Review: Jimi Goodwin – ‘Odludek’


So as Doves‘ long hiatus continues, Jimi Goodwin has been tinkering away like Dr. Frankenstein to create something frenzied, eclectic and odd; but the fruits of his labour are far from monstrous.

The title ‘Odludek’ is Polish for ‘loner’ – a not-so-subtle indicator of Goodwin’s intentions to separate himself from Doves’ more conventional indie-rock sound on this, his first solo record.

Although there are some superficial similarities that fans of the trio will enjoy opening track ‘Terracota Warrior’ uses jarring chords, brass and low synth to establish the album as something different from the outset.

This loud introduction, with lyrics touching on metaphysical and natural forces, is contrasted by ‘Didsbury Girl’, a more personal tale of lost love in a Mancunian suburb with a much more sentimental melody. With its funky bass-line opening and melancholy and beguiling chorus that is lifted by some fantastic guitar work it is one of the strongest tracks on the album.

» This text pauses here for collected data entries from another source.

PR #2362, opened 2024-11-14
Add missing inputs for literature references

leonie-koch:
- new document type controller endpoint to get all document types with category "U"
- added radio buttons for conditional rendering of literature or caselaw reference inputs
- both for periodical evaluation reference input and documentation unit reference input

### DIFF
--- a/backend/src/main/java/de/bund/digitalservice/ris/caselaw/adapter/database/jpa/PostgresDocumentTypeRepositoryImpl.java
+++ b/backend/src/main/java/de/bund/digitalservice/ris/caselaw/adapter/database/jpa/PostgresDocumentTypeRepositoryImpl.java
@@ -31,6 +31,25 @@ public class PostgresDocumentTypeRepositoryImpl implements DocumentTypeRepositor
   }
 
   @Override
+  public List<DocumentType> findIndependentLiteratureBySearchStr(String searchString) {
+    return repository
+        .findCaselawBySearchStrAndCategory(
+            searchString, categoryRepository.findFirstByLabel("U").getId())
+        .stream()
+        .map(DocumentTypeTransformer::transformToDomain)
+        .toList();
+  }
+
+  @Override
+  public List<DocumentType> findAllIndependentLiteratureOrderByAbbreviationAscLabelAsc() {
+    return repository
+        .findAllByCategoryOrderByAbbreviationAscLabelAsc(categoryRepository.findFirstByLabel("U"))
+        .stream()
+        .map(DocumentTypeTransformer::transformToDomain)
+        .toList();
+  }
+
+  @Override
   public Optional<DocumentType> findUniqueCaselawBySearchStr(String searchString) {
     return repository
         .findUniqueCaselawBySearchStrAndCategory(
--- a/frontend/src/components/DocumentUnitReferenceInput.vue
+++ b/frontend/src/components/DocumentUnitReferenceInput.vue
@@ -1,7 +1,7 @@
 <script lang="ts" setup>
 import { computed, ref, watch } from "vue"
 import ComboboxInput from "@/components/ComboboxInput.vue"
-import InputField from "@/components/input/InputField.vue"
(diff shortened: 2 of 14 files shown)


backend/src/main/java/de/bund/digitalservice/ris/caselaw/adapter/database/jpa/PostgresDocumentTypeRepositoryImpl.java
```diff
@@ -30,6 +30,25 @@ public List<DocumentType> findCaselawBySearchStr(String searchString) {
...
+        .toList();
+  }
+
+  @Override
+  public List<DocumentType> findAllIndependentLiteratureOrderByAbbreviationAscLabelAsc() {
+    return repository
+        .findAllByCategoryOrderByAbbreviationAscLabelAsc(categoryRepository.findFirstByLabel("U"))
+        .stream()
+        .map(DocumentTypeTransformer::transformToDomain)
+        .toList();
```
HPrinz, line 49: @leonie-koch Just one note on the method names: I believe U=Unselbstständige Literatur would be DependentLiterature (~Abhängige Literatur) instead of Independent, right?

frontend/src/components/DocumentUnitReferenceInput.vue
```diff
@@ -86,6 +87,41 @@ watch(
 
 <template>
   <div class="flex flex-col gap-24">
+    <div v-if="lastSavedModelValue.isEmpty" class="flex items-center gap-16">
+      <div class="flex items-center">
+        <InputField
+          id="caselaw"
```
HPrinz, line 93: @leonie-koch Should we give it a more precise name so that we make sure the id is unique? Like `caselaw-reference-type`

frontend/src/components/periodical-evaluation/references/PeriodicalEditionReferenceInput.vue
```diff
@@ -297,261 +298,331 @@ onMounted(async () => {
...
+              ></TextInput>
+              <TextInput
+                id="citation"
+                v-model="reference.citation"
+                aria-label="Zitatstelle *"
+                :has-error="slotProps.hasError"
+                placeholder="Variable"
+                size="medium"
+                @blur="validateRequiredInput(reference)"
+                @focus="validationStore.remove('citation')"
```
HPrinz, line 373: @leonie-koch When testing, I noticed that the required input for literature references (including citation) are not validated correctly. However, in the code it looks all good

backend/src/main/java/de/bund/digitalservice/ris/caselaw/adapter/database/jpa/PostgresDocumentTypeRepositoryImpl.java
leonie-koch: absolutely right, this translation really messed with my mind (INdependent != UNabhängig) :D i fixed that

frontend/src/domain/reference.ts
Nadav-B, line 1: Hey @leonie-koch, firstly nice job for this big commit implementation. 

I have a small suggestion regarding the Reference. I would have to extract Reference class to an interface and then extend to `LiteratureReference` and `CaselawReference`.  This way we can assign different required fields with a clearer code separation to both classes. Keeping exactly one requiredFields to each class, like we have been doing with our other types. 

So for instance [requiredFields](https://github.com/digitalservicebund/ris-backend-service/blob/6cf0bf3fa3a430104a526fb41682ed336f19db83/frontend/src/domain/reference.ts#L18) can exactly be assign to our types. 

Alternatively, if we do keep with Reference as one, the [validationStore](https://github.com/digitalservicebund/ris-backend-service/blob/6cf0bf3fa3a430104a526fb41682ed336f19db83/frontend/src/domain/reference.ts#L65) in Reference needed to be adjusted accordingly as it now validates on `addReaddReference` referenceSuppliment for lietarture fundstelle. 
We might need a new requiredFields specific for literature.

PR #2370, opened 2024-11-18
RISDEV-5240

HPrinz:


frontend/src/domain/reference.ts
```diff
@@ -50,9 +50,11 @@ export default class Reference implements EditableListItem {
 
   get renderDecision(): string {
     return [
+      this.author ? `${this.author},` : "",
       this.legalPeriodical?.abbreviation ?? this.legalPeriodicalRawValue,
       this.citation,
       this.referenceSupplement ? ` (${this.referenceSupplement})` : "",
+      this.documentType ? ` (${this.documentType.jurisShortcut})` : "",
```
HPrinz, line 57: @leonie-koch For some reason, this does not work for saved decisions. Looks a bit like the objects returned by the servie are not of the right type (at least I had similar problems with that)

HPrinz: Same with the Author

frontend/src/components/periodical-evaluation/references/PeriodicalEditionReferenceInput.vue
```diff
@@ -174,7 +179,11 @@ function addReference(decision: RelatedDocumentation) {
 
   validateRequiredInput(newReference)
 
-  if (validationStore.isValid()) {
+  // Todo validate also literature input
+  if (
+    validationStore.isValid() ||
+    reference.value.referenceType == "literature"
```
HPrinz, line 185: @leonie-koch Ah, I found the reason for [this](https://github.com/digitalservicebund/ris-backend-service/pull/2370/files#r1846555995)

backend/src/main/java/de/bund/digitalservice/ris/caselaw/adapter/transformer/DependentLiteratureTransformer.java
```diff
@@ -0,0 +1,73 @@
...
+        .id(reference.id())
+        .author(reference.author())
+        .citation(reference.citation())
+        .documentType(documentType)
+        .legalPeriodicalRawValue(
+            legalPeriodicalRawValue != null
+                ? legalPeriodicalRawValue
+                : reference.legalPeriodicalRawValue())
+        .legalPeriodical(legalPeriodicalDTO)
+        .type(DependentLiteratureCitationType.PASSIVE)
```
HPrinz, line 68: @leonie-koch I think this should be an active citation, right?

frontend/src/domain/reference.ts
HPrinz: Ah, I think I finally understood the problem. In the backend, we need to save literatureReferences separately from the references. Right now, they are saved as normal references and therefore the author and documentType are always `null`

frontend/test/e2e/caselaw/legal-periodical-evaluation.spec.ts
```diff
@@ -576,17 +577,37 @@ test.describe(
...
-        // })
+          await searchForDocUnitWithFileNumber(page, fileNumber, "31.12.2019")
+          await page.getByLabel("Treffer übernehmen").click()
+          await expect(
+            page.getByText("Bilen, Ulviye, MMG 2024, 2021, 2, Heft 1 (Ean)"),
+          ).toBeVisible()
+        })
 
-        // await test.step("Literature reference correctly sorted with other references", async () => {
+        // await test.step("Literature reference are shown in correct order", async () => {
```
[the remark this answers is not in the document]
HPrinz: Nevermind. It works but for the wrong reasons (literature references are not saved in the dedicated table)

Bafflingly, we are then taken and knocked about by the lush, electronic madness that is ‘Live Like a River’, briefly uplifted by the orchestral gospel harmonies of ‘Hope’ and then chewed up and spat out by the horn-driven war machine that is ‘Man Vs Dingo’. The first five tracks initially appear to exist detached from any sense or pattern, yet on closer inspection they give the impression of alternating between the abstract and the personal, the abrasive and the gentle, the wild and the cultivated.

The second half of the album is a slightly more ordered, conventional affair and begins with a minor blip; ‘Keep My Soul In Song’ is a smooth, layered ballad, endearing at first but does not carry itself and sadly gets a little tiring. Without pause Goodwin redeems himself instantly with first single ‘Oh! Whiskey’. This is an honest and warm little conception that tells the story of a man’s struggle with the bottle. It starts out with the beautiful duality of acoustic guitar and harmonica and marches drunkenly towards something with more of a kick. It is accessible and charming, but works more as a single than as a representation of the album as a whole.

The Ghost of the Empties’ is full of dreamy, elevating off-beat piano that touches on something close to the Doves sound when it picks up to a guitar solo. This familiarity continues on to the groovy, indie-rock defiance of ‘Lonely At The Drop’. The album closes with ‘Panic Tree’, a folky tale of father-son relationships all broken and entangled (literally). It has a certain childlike, nursery-rhyme quality that is an amusing antithesis to the bitter lyrical content.

Elbow frontman and Goodwin’s long time friend Guy Garvey features as a collaborative writer on a handful of songs. This is particularly apparent on ‘Hope’, but there is a certain Elbow-ish quality that echoes throughout the record, and obvious comparisons could be made with Garvey’s and Goodwin’s vocal style. This record’s tendency to skip around genres with scant regard for any reasonable direction could draw criticism for creating something confused, lost or ambiguous. Goodwin himself described the debut as a “mad mixtape”, but the quality of what he has produced manages to outshine any sense of bewilderment.

His commitment to the inclusion of countless instruments (most of which he plays himself) reflects the core of an artist with a genuine love and appreciation for music in innumerable forms.

‘Odludek’ is by no means a perfect album, but it has true charm and is worth investigating whether you’re a dedicated Doves-lover looking for a little change or just curious about its prevailing eccentricity.